WHAT IS NEEDED: Where does the word "good" occur in the entries below? Copy every line that has it.
*** Begin section ***
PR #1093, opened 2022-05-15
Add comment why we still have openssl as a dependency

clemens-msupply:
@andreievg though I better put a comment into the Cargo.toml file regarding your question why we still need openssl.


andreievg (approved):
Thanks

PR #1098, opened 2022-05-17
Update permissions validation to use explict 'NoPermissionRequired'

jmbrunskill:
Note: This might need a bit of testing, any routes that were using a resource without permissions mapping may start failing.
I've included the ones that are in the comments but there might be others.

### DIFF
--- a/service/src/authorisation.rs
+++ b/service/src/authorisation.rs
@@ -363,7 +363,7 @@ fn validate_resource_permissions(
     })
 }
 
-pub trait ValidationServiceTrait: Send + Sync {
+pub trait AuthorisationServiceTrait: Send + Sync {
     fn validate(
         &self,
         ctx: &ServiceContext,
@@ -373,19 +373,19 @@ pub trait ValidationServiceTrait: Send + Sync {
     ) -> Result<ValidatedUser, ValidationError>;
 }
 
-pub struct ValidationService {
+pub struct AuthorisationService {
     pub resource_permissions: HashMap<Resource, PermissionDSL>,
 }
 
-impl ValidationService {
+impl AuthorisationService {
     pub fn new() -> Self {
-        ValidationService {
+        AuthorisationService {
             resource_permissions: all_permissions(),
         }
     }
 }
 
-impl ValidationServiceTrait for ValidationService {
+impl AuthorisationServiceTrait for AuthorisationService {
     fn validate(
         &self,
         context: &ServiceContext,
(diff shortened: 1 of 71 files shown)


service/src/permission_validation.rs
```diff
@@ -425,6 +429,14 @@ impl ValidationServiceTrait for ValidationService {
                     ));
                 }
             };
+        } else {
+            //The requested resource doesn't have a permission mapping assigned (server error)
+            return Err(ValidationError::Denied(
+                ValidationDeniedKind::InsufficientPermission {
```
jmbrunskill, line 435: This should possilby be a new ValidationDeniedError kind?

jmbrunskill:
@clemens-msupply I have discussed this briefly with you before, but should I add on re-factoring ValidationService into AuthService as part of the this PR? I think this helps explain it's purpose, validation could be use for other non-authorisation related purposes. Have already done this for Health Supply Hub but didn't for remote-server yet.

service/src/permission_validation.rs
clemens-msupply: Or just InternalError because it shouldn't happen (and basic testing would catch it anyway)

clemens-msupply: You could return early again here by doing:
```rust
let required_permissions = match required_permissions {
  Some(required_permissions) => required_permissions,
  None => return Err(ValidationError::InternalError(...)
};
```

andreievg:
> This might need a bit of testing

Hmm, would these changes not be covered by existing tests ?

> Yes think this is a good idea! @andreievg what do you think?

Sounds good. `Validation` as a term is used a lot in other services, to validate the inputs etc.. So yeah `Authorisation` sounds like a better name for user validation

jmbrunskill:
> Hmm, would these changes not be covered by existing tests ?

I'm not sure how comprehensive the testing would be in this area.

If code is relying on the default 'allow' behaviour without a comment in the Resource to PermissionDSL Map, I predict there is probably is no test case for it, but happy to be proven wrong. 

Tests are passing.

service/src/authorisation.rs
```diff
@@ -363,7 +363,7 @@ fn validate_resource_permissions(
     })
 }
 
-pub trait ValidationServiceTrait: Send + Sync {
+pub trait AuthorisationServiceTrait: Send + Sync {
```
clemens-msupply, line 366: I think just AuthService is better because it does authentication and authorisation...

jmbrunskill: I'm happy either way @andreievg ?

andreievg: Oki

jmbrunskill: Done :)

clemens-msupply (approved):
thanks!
*** End section ***
RESPONSE TO THIS TASK:
> Yes think this is a good idea! @andreievg what do you think?
Sounds good. `Validation` as a term is used a lot in other services, to validate the inputs etc.. So yeah `Authorisation` sounds like a better name for user validation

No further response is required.